__TASK DETAILS__
Of the entries below, copy only those lines that contain the word "returned".

──────────

PR #137, opened 2023-08-17
REST API spec

### LINKED ISSUE #124: add restful API spec
defined in: https://hackmd.io/rPXZD9iyQO6CCuF6guWOTA?view

mistermoe:
closes #124


phoebe-lew (approved):

rest-api/README.md
```diff
@@ -0,0 +1,321 @@
...
+- [References](#references)
+
+# Discoverability
+PFIs can become publicly discoverable by advertising their API endpoint as a [Service](https://www.w3.org/TR/did-core/#services) within their DID Document. In order to increase the likelihood of being discovered The `service` entry **SHOULD** include the following properties:
+
+| Property          | Value                                                         |
+| ----------------- | ------------------------------------------------------------- |
+| `id`              | see [DID-CORE spec](https://www.w3.org/TR/did-core/#services) |
+| `type`            | `PFI`                                                         |
+| `serviceEndpoint` | PFI's publicly addressable API endpoint                       |
```
michaelneale, line 72: ``
```suggestion
| `serviceEndpoint` | PFI's publicly addressable API endpoint or DID which has PFIs publicly addressable endpoint                       |
```

rest-api/README.md
```diff
@@ -0,0 +1,321 @@
...
+
```
michaelneale, line 73:
```suggestion
If the serviceEndpoint is itself a DID, this did should resolve to a document and then its serviceEndpoints can be examined for the `#pfi` item. 
```

michaelneale (changes requested):
put some suggested changes for did addressable serviceEndpoints.

rest-api/README.md
```diff
@@ -0,0 +1,321 @@
...
+| Param         | Description                   |
+| ------------- | ----------------------------- |
+| `messageType` | filters the messages returned |
+
+
+### Response
+
+| Status             | Body                       |
+| ------------------ | -------------------------- |
+| `200: OK`          | `{ data: TbdexMessage[] }` |
```
jiyoontbd, line 293: could i assume that for a completed order, the tbdexmessage array returned may look like 
`[Rfq, Quote, Order, OrderStatus, OrderStatus]`, _in that order_ ?

rest-api/README.md
```diff
@@ -0,0 +1,321 @@
...
+| `400: Bad Request` | `{ errors: Error[] }`             |
+
+### Response Body
+> [!IMPORTANT]
+> See Quote structure [here](../README.md#quote)
+
+## Submit Order
+
+### Endpoint
+`POST /threads/:thread_id/order`
```
KendallWeihe, line 222: Resurfacing a proposal from [here](https://sq-tbd.slack.com/archives/C05B6AB7JG1/p1692319359593849?thread_ts=1692307921.943449&cid=C05B6AB7JG1)

For both _order_ and _close_...

```
PUT /threads/:id

{
  "messageType": "order|close"
}
```

...and also... I would open the question of `action` rather than `messageType` (oh, or `command` per 
@phoebe-lew's comment)

----

The big thing is, no need for a `parentId` in either request. Because a `parentId` means that the client would either need to manage the state of the prior message in the thread, or else first make a call to `GET /threads/:id` as a means to retrieve the `parentId`.

The exact RESTful spec is neither here nor there, like `POST /threads/:id/order` has the same inputs as `PUT /threads/:id`+request body. But the `PUT /threads/:id` means you're exposing a way to _mutate the thread_ which is semantically different than the `POST` design which means _create an order/close_

rest-api/README.md
phoebe-lew: Probably not by default - will add a query param for `sort` so that you can get it in an ordered array

rest-api/README.md
```diff
@@ -0,0 +1,321 @@
...
+### Description
+Returns an array containing IDs of threads started by the requesting DID
+
+### Endpoint
+`GET /threads`
+
+### Response
+| Status             | Body                  |
+| ------------------ | --------------------- |
+| `200: OK.     `    | `{ data: string[]}`   |
```
jiyoontbd, line 310: thoughts on returning TbDEXMessage[][] - so we get a list of exchange, and each exchange consists of a list of tbdexmessages? 

we are thinking that having a didpay endpoint that retrieves all exchanges would be nice so we can render a list of exchanges in the 'landing page'

jiyoontbd: and also a query param so we can pass in only the exchangeIds that we need?

rest-api/README.md
```diff
@@ -0,0 +1,329 @@
...
+### Authentication
+Uses DID authn via Bearer token in header.
+
+### Endpoint
+`GET /exchanges`
+
+### Response
+| Status             | Body                  |
+| ------------------ | --------------------- |
+| `200: OK.     `    | `{ data: { string: tbdexMessage[] } }`   |
```
jiyoontbd, line 314: @phoebe-lew based on what you wrote here, if i call `GET /exchanges?ids=1,2,3`, should i expect the following?

```
{
    1 : [rfq1, quote1, order1],
    2 : [rfq2], 
    3 : [rfq3, quote3, order3, orderstatus3]
}
```

this would work. if it's easier, returning 2d array could also work
```
[
    [rfq1, quote1, order1],
    [rfq2], 
    [rfq3, quote3, order3, orderstatus3]
]
```

right now the didpay implementation assumes `tbdexMessage[][]` type as the response from this endpoint. but it can easily changed if need be to the `Map<string, tbdexMessage[]>`

rest-api/README.md
```diff
@@ -0,0 +1,329 @@
...
+| ------ | ---------------------- |
+| 400    | Validation error(s)    |
+| 400    | Failed Signature Check |
+| 404    | Thread not found       |
+| 409    | RFQ already exists     |
+| 409    | Thread already exists  |
+
+## Get Quote
+### Endpoint
+`GET /threads/:thread_id/?messageType=quote`
```
jiyoontbd, line 207: this is also descoped, because `GET /threads/:thread_id` overall is descoped below, yea?

rest-api/README.md
```diff
@@ -0,0 +1,329 @@
...
+
+---
+
+# Threads
+A thread is a series of linked tbDEX messages between Alice and a PFI for a single exchange. A thread can be created by submitting an RFQ.
+
+## Submit RFQ
+
+### Endpoint
+`POST /threads/:thread_id/rfq`
```
jiyoontbd, line 179: a couple questions -

1. a tbdex exchange always starts with an rfq. thoughts on calling this endpoint `POST /exchanges` and passing in the exchangeId (part of rfq) in the req body? this thought is similar to what @KendallWeihe proposed below, of using `PUT /threads/:thread_id` instead of `POST /threads/:thread_id/order`

2. are we aligning on using `exchanges` in place of `threads`? if so, it would be good to reflect that in submit rfq / order / close endpoint descriptions here and below.

rest-api/README.md
mistermoe: will open an issue and surface this

rest-api/README.md
mistermoe: will surface this in an issue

──────────

__TASK RESPONSE__
+| `messageType` | filters the messages returned |
jiyoontbd, line 293: could i assume that for a completed order, the tbdexmessage array returned may look like 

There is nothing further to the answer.